• Work task
Which lines in the entries below contain the string "possibility"? Show each of them in full.

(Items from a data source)
──────
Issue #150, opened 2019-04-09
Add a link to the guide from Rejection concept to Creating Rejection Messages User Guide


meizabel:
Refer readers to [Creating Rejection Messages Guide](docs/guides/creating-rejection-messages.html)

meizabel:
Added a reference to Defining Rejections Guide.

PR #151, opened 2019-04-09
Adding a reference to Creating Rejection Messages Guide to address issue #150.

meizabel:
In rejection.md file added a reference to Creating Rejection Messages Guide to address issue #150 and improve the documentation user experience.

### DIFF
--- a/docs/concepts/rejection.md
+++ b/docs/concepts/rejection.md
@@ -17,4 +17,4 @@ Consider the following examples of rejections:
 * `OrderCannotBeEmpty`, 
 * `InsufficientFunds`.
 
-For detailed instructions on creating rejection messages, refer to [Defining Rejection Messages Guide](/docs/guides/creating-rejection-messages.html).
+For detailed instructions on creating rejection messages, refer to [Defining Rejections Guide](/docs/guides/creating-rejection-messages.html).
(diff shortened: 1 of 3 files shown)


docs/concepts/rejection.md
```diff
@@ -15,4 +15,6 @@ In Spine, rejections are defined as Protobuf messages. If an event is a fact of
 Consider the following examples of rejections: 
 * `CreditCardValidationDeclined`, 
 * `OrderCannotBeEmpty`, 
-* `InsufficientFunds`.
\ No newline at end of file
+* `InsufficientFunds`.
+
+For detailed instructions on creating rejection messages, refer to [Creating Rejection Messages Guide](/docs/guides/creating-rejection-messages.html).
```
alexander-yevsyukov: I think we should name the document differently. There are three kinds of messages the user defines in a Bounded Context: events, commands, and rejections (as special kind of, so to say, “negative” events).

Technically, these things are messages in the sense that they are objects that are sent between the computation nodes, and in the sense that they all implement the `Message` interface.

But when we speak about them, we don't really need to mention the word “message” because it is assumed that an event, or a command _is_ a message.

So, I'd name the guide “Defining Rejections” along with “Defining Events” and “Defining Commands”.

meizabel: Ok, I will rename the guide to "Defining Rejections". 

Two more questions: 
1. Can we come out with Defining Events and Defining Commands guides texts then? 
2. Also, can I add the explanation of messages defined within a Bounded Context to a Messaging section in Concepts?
──────
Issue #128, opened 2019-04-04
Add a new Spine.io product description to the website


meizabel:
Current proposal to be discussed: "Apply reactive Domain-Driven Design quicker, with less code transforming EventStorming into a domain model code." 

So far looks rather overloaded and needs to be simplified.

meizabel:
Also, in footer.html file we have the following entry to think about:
──────
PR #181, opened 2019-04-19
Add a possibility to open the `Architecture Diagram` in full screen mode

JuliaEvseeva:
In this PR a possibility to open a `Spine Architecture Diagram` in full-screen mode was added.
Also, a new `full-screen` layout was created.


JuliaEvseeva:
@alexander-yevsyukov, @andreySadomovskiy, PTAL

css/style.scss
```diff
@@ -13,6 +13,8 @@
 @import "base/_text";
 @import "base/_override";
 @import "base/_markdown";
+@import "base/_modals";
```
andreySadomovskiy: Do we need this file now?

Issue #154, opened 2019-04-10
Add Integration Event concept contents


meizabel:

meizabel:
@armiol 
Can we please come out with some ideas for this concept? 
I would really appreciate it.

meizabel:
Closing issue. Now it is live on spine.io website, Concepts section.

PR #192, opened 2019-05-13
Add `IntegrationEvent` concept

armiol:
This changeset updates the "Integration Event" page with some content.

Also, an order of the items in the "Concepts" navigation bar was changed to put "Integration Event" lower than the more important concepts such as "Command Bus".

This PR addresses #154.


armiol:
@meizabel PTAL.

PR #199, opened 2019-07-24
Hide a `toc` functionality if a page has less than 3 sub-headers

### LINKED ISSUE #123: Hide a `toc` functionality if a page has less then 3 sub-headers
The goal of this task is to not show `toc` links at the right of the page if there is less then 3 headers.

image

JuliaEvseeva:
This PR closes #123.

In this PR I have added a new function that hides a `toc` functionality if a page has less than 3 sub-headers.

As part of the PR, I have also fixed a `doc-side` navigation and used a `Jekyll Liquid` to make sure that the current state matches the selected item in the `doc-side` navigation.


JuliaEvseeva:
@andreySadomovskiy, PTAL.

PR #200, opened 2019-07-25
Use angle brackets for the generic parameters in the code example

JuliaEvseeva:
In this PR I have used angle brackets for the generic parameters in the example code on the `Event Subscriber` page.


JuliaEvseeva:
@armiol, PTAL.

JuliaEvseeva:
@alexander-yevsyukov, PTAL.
──────
• Exercise output
Add a possibility to open the `Architecture Diagram` in full screen mode
In this PR a possibility to open a `Spine Architecture Diagram` in full-screen mode was added.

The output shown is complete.